CLOSE ENCOUNTERS
More and more people claim to have been abducted in spaceships and subjected to sexual assaults by their alien captors. Are their stories fact or fantasy? DR SIMON WESSELY reports.
THERE was an extraordinary story in Britain's The People newspaper recently, about seven people who claimed to have been abducted from their homes by aliens, taken on board spaceships, and then subjected to a series of humiliating sexual assaults.
Such reports are common in the United States. According to journalist Jim Schnabel, whose fascinating book Dark White: Aliens, Abductions And The UFO Obsession has just been published by Hamish Hamilton, the first case surfaced in the 1960s. Since then the topic has become a craze, with numerous journals and conventions devoted to these UFO abductions, as well as support groups for the alleged victims, known as UFO abductees.
The stories are so bizarre the instinctive reaction is to dismiss them as the delusions of individuals suffering from severe mental illness. However, the 'victims' are not usually mentally ill in the sense of suffering from a psychotic illness, nor are they drug or alcohol abusers. A recent paper in the prestigious Journal of Abnormal Psychology describes them as 'solid representatives of the American middle class'.

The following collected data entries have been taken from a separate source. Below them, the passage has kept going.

Issue #15, opened 2018-08-11
Use react-native as a dynamic framework on iOS


dehlen:
Hi,

First and foremost I'd like to thank you and all the OS contributors for the effort going into this project and enabling so many people to write performant native applications with a single code base and with a great tooling. Me and my team love to hack with react-native.

Currently we use Carthage extensively at my team for dependency management on iOS. I wondered whether it would be possible to use react-native with Carthage as a dynamic framework. This is because
a) we don't want to mix and match multiple dependency management solutions
b) we could cache react-native as a dynamic framework. This way the dependency with all of it third-party dependencies could build one time and after that the CI server could use the cached version.

I think the approach of using react-native as a dynamic framework would increase the build time of our application by a huge factor. Also currently the whole react-native dependency is located in a dynamic framework of ourselves. This framework is then added to an app target which forces us to link the whole Xcode project of our framework and build the sources on the app build because we can't just integrate our framework via Carthage. This is mainly due to the fact that the dynamic framework of ours would need to export all the relevant react-native headers in order to import the framework correctly.

I would love to hear your thoughts whether
a) Carthage support is planned
b) if the support for Carthage is not on your list how we should deal with the current dependency problematic. We currently have to rebuild the whole react-native Xcode project for every app build on our CI server. This leads to huge increases of our build time and prevents us from benefiting the fast iteration cycles react-native could offer.

Also if no support for Carthage is planned maybe someone could help out with a sample project or script which includes the static react-native library and exports the headers correctly so we could maintain a dynamic wrapper framework to achieve our goals ?

Since react-native dropped support for iOS8 in 0.56.0 I guess providing a dynamic framework for iOS has no real disadvantage because since iOS8 dynamic frameworks are supported and could help a lot of people as other issues already have stated.

I am happy to hear your answers and to start a discussion about this.

eliperkins:
I think the only anecdotal evidence I have of why React Native currently doesn't support vendoring a dynamic framework is that Facebook itself uses static libraries for everything.

I wonder if @alloy has any context into this, as someone who has spent a large amount of time setting up React Native with CocoaPods. 🤔

> I guess providing a dynamic framework for iOS has no real disadvantage

Currently, even with the latest iOS versions, loading dynamic frameworks are still slower than loading static libraries. There's (lots) more context here: https://github.com/artsy/eigen/issues/586

shergin:
Eli @eliperkins,

> Facebook itself uses static libraries for everything.

[...]

PR #18, opened 2018-08-15
RFC for Improving CocoaPods support

orta:
This should make CocoaPods support match the Xcode projects currently used, and provides a technique to make sure that all testing can be done offline,

### DIFF
--- a/proposals/0003-cocoapods-support-improvements.md
+++ b/proposals/0003-cocoapods-support-improvements.md
@@ -1,0 +1,117 @@
+---
+title: CocoaPods Support Improvements
+author:
+- Orta Therox
+- Eloy Durán
+date: 2018-08-15
+---
+
+# RFC0003: CocoaPods Support Improvements
+
+## Summary
+
+Simplify CocoaPods support in React Native, by reducing the differences between how CocoaPods maps React Native into the existing set of Xcode projects.
+
+## Basic example
+
+CocoaPods support in React Native is a tad tricky, because it’s trying to map a complex set of Xcode projects into a single dependency. The Podspec for React Native does a lot of work under the hood at ~300 LOC. This is, in part, because we use a CocoaPods abstraction called subspecs to consolidate out the React Native library into one single library.
+
+If we split the `React.podspec` into many podspecs, one per Xcode project. Roughly ~10ish Podspecs per React Native release.  These would match up one-to-one to the Xcode projects so that when CocoaPods support is broken in React Native, an error report would make it obvious which part of the project is broken.
+
+This means we can also move React Native and we can get CocoaPods support back in CI. This route allows CocoaPods support to be tested without network access (all the required information would be inside the same)
+
+The CocoaPods React dependency would then depend on React-ART, and React-RCTSettings etc.
+
+## Motivation
+
+For teams adding React Native to existing apps CocoaPods support let's RN be treated as a dependency like all of the other ones. CocoaPods is built with a lot of escape valves for consumers to fix issues at runtime (you see people passing around `post_install` [fixes](https://github.com/facebook/react-native/issues/20182#issuecomment-409131862) for example, and I built a [CocoaPods plugin](https://github.com/orta/cocoapods-fix-react-native) to try consolidate them all)
+
+I think one of the a key reasons for the drift between the CocoaPods support and the Xcode projects is because they're not mapped together.
+
+## Detailed design
+
+```sh
+rm React.podspec
+
+touch React/React.podspec
+pod spec lint React/React.podspec
+
+touch Libraries/ART/React-ART.podspec
+touch RNTester/React-RNTester.podspec
+touch Libraries/Blob/React-RCTBlob.podspec
+# etc
+```
+
+Implementing that is reasonably straight forwards. Then we have two ideas about how the Podspecs can be distributed.
+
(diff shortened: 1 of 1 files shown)


proposals/0003-cocoapods-support-improvements.md
```diff
@@ -0,0 +1,117 @@
...
+
+This means we can also move React Native and we can get CocoaPods support back in CI. This route allows CocoaPods support to be tested without network access (all the required information would be inside the same)
+
+The CocoaPods React dependency would then depend on React-ART, and React-RCTSettings etc.
+
+## Motivation
+
+For teams adding React Native to existing apps CocoaPods support let's RN be treated as a dependency like all of the other ones. CocoaPods is built with a lot of escape valves for consumers to fix issues at runtime (you see people passing around `post_install` [fixes](https://github.com/facebook/react-native/issues/20182#issuecomment-409131862) for example, and I built a [CocoaPods plugin](https://github.com/orta/cocoapods-fix-react-native) to try consolidate them all)
+
+I think one of the a key reasons for the drift between the CocoaPods support and the Xcode projects is because they're not mapped together.
```
eliperkins: What implications does this have to the existing consumers of the Xcode projects? My understanding is that they'll be unused by CocoaPods. How will this ensure that CocoaPods and the existing Xcode projects stay in sync?

proposals/0003-cocoapods-support-improvements.md
```diff
@@ -0,0 +1,117 @@
...
+
+If we split the `React.podspec` into many podspecs, one per Xcode project. Roughly ~10ish Podspecs per React Native release.  These would match up one-to-one to the Xcode projects so that when CocoaPods support is broken in React Native, an error report would make it obvious which part of the project is broken.
+
+This means we can also move React Native and we can get CocoaPods support back in CI. This route allows CocoaPods support to be tested without network access (all the required information would be inside the same)
+
+The CocoaPods React dependency would then depend on React-ART, and React-RCTSettings etc.
+
+## Motivation
+
+For teams adding React Native to existing apps CocoaPods support let's RN be treated as a dependency like all of the other ones. CocoaPods is built with a lot of escape valves for consumers to fix issues at runtime (you see people passing around `post_install` [fixes](https://github.com/facebook/react-native/issues/20182#issuecomment-409131862) for example, and I built a [CocoaPods plugin](https://github.com/orta/cocoapods-fix-react-native) to try consolidate them all)
```
eliperkins: s/support let's/support, this lets

proposals/0003-cocoapods-support-improvements.md
eliperkins: That is to say, we've had [bugs such as this](https://github.com/facebook/react-native/issues/19569) which were a result of an Xcode project being misconfigured. How will changing this CocoaPods structure allow for dependency changes like these to be addressed?

axe-fb:
cc @dehlen for the issue created at #15

proposals/0003-cocoapods-support-improvements.md
shergin: I believe man-made Xcode projects in the repo must die, they must be build artifacts of Buck packages. Nobody should configure builds in more than one place.

shergin:
I love the idea of decoupling dependencies and slicing existing huge CocoaPod file!

Do we have a strategy to address the fact that some deps of RN does not have Cocoapod version?

Let's consider Folly, for example. We are starting to use Folly more and more in the our new efforts and we have to have ability to depend on its the latest version available. Even we if can hack a Cocoapod for Folly (we actually tried and failed), we cannot expect that Folly contributors will fix the Cocoapod-based configuration every time they change something. So, I believe, we have to find a way to produce a Folly Cocoapod automatically from existing Buck (or cmake) configuration.

Same story with Yoga.

So, I would start the slicing from decoupling those.

proposals/0003-cocoapods-support-improvements.md
```diff
@@ -0,0 +1,117 @@
...
+
+# RFC0003: CocoaPods Support Improvements
+
+## Summary
+
+Simplify CocoaPods support in React Native, by reducing the differences between how CocoaPods maps React Native into the existing set of Xcode projects.
+
+## Basic example
+
+CocoaPods support in React Native is a tad tricky, because it’s trying to map a complex set of Xcode projects into a single dependency. The Podspec for React Native does a lot of work under the hood at ~300 LOC. This is, in part, because we use a CocoaPods abstraction called subspecs to consolidate out the React Native library into one single library.
```
shergin: I would also start from killing those hand-written projects. We have to figure out a way to build them automatically from Buck files which should be (they actually are) source of truth of the build configuration.

orta: I read up some of the buck docs - this *might* be possible by having buck output the compiler options into JSON and then having the pod specs capture that, I need to try prototype it to be sure though

cpojer:
@orta seems like people are in favor of this. What's the hold-up? Can you just go ahead and make this happen?

orta:
Yep, it can happen. 

It's mainly been blocked on us upgrading to the latest versions of React Native at Artsy (  https://github.com/artsy/emission/pull/1210 ) so that we can use/test it in-house. Which is on-going, and sporadically worked on by a few of us in our spare time. So, it might take some time for me to get around to it

cpojer:
I merged this RFC then (feel free to follow-up with small changes, given that you were still iterating on it a bit). I'll let you do this whenever you get around to do it.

Most of those claiming to have been abducted by aliens said the experience began during sleep, and was associated with extreme emotional states. The victim may recall vivid, unexpected and frightening internal sensations, such as terror, visual hallucinations, choking sensations and other abnormal sensations affecting many parts of the body.

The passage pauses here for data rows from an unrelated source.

PR #54, opened 2018-11-15
Proposal to add additional accessibility roles and states.

marcmulcahy:
This is the first of several proposals to improve the cross-platform accessibility of React Native. This proposal describes the fairly simple addition of some missing useful accessibility roles and states which are present in many platforms.

### DIFF
--- a/proposals/0000-a11y-roles-states-improvements.md
+++ b/proposals/0000-a11y-roles-states-improvements.md
@@ -2,7 +2,7 @@
 title: Improvements to accessibilityRole and accessibilityStates
 author:
 - Marc Mulcahy
-date: 2018-10-31
+date: 2019-02-06
 ---
 
 ## Summary
@@ -41,6 +41,7 @@ This proposal adds the following roles:
 - radiogroup
 - scrollbar
 - spinbutton
+- switch
 - tab
 - tablist
 - timer
@@ -54,6 +55,10 @@ This proposal adds the following states:
 - off
 - checked
 - unchecked
+- busy
+- expanded
+- collapsed
+- hasPopup
 
 ### Fallback Mechanism for Roles
 
@@ -61,7 +66,7 @@ There are several roles which don't have native analogs on a given platform. For
 
 #### Android
 
-The fallback mechanism is already in place on Android. For roles which don't have standard Android view analogs, the class name of the AccessibilityNodeInfo is set to an arbitrary value, and the roleDescription extra is set to a localized textual description of the role.
+The fallback mechanism is already in place on Android. For roles which don't have standard Android view analogs, the class name of the AccessibilityNodeInfo is set to the class name of the closest native Android view type, and the roleDescription extra is set to a localized textual description of the role.
 
 ### Fire OS
 
@@ -74,13 +79,21 @@ The role string should not be localized-- it should be one of the constants defi
 
 #### iOS
 
-For roles which don't have a corresponding iOS accessibilityTrait, we recommend appending a localized version of the role description to the accessibility label.
+For roles which don't have a corresponding iOS accessibilityTrait, we recommend appending a localized version of the role description to the accessibilityValue of the component.
 
 ### Additional States Implementation Notes
 
-Android has slightly more robust state support than does iOS. Both the new checked and on states will be exposed directly by setting the isCheckable and isChecked members of the corresponding AccessibilityNodeInfo.
+Android has slightly more robust state support than does iOS. The following states can be represented with Android'd standard accessibility API:
 
-on iOS, the solution is less clear. Unless a better solution is found, we propose to add a textual description of the state to the accessibilityLabel.
+- checked
+- unchecked
+- expanded
+- collapsed
+- hasPopup
+
+We will append a localized description of other states to the component's content description.
+
+on iOS, a localized description of states which do not have corresponding accessibilityTraits will be appended to the component's accessibilityValue.
 
 ## Drawbacks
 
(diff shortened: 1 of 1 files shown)


proposals/0000-a11y-roles-states-improvements.md
```diff
@@ -0,0 +1,106 @@
...
+- radiobutton
+- radiogroup
+- scrollbar
+- spinbutton
+- tab
+- tablist
+- timer
+- toolbar
+
+### New States
```
necolas: Web has a lot more states that we'll need to bring over, including `busy`, `expanded`, `hasPopup` etc. I don't know how `on` and `off` map to web ARIA states. Any thoughts?

proposals/0000-a11y-roles-states-improvements.md
```diff
@@ -0,0 +1,106 @@
...
+
+## Motivation
+
+When developers build components in JavaScript, they need the ability to express the role and current state(s) of the component to assistive technologies running on the platform.
+
+## Detailed design
+
+### New Roles
+
+This proposal adds the following roles:
```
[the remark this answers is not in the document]
marcmulcahy: Agree. I wonder if a good next step might be to create a master list of roles and states, based on ARIA, and then map those to native roles/states where appropriate.

proposals/0000-a11y-roles-states-improvements.md
marcmulcahy: Not sure either ATM. As I mentioned above, maybe we start with ARIA for roles and states, and then add additional states as needed.

proposals/0000-a11y-roles-states-improvements.md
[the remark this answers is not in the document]
jessebeach: @necolas here's a complete list of ARIA roles and their state/properties (as determined by inheritance) in JSON format: https://gist.github.com/jessebeach/3cf49ecac439ac6b5fd42935b5c43278

I pulled the information from my project, aria-query: https://github.com/A11yance/aria-query

proposals/0000-a11y-roles-states-improvements.md
```diff
@@ -0,0 +1,106 @@
...
+
+Some brilliant work was begun to add cross platform support for accessibility roles and states to React Native. We propose to add some additional roles and states, as well as extend the implementation on Android and Fire OS.
+
+## Basic example
+
+With the current set of roles, it is not possible to describe a checkbox. These changes would enable this scenario, among other things:
+
+    <View
+      accessibilityRole="checkbox"
+      accessibilityStates={['unchecked']}>
```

Neuropsychologists have suggested their experiences may be related to brief episodes of epileptic activity in the temporal lobe of the brain, also implicated in the genesis of complex hallucinations such as religious visions. Others have been linked to sleep-related disturbances such as sleep paralysis. This not uncommon phenomenon occurs in people either when going to sleep or on wakening, and causes muscle paralysis and frightening sensations such as choking.
These mechanisms may be sufficient to account for the abnormal sensations that herald a UFO experience but do not account for the fully formed stories of being transported to alien spacecraft. To understand those one needs to consider the victim's background and pre-existing beliefs.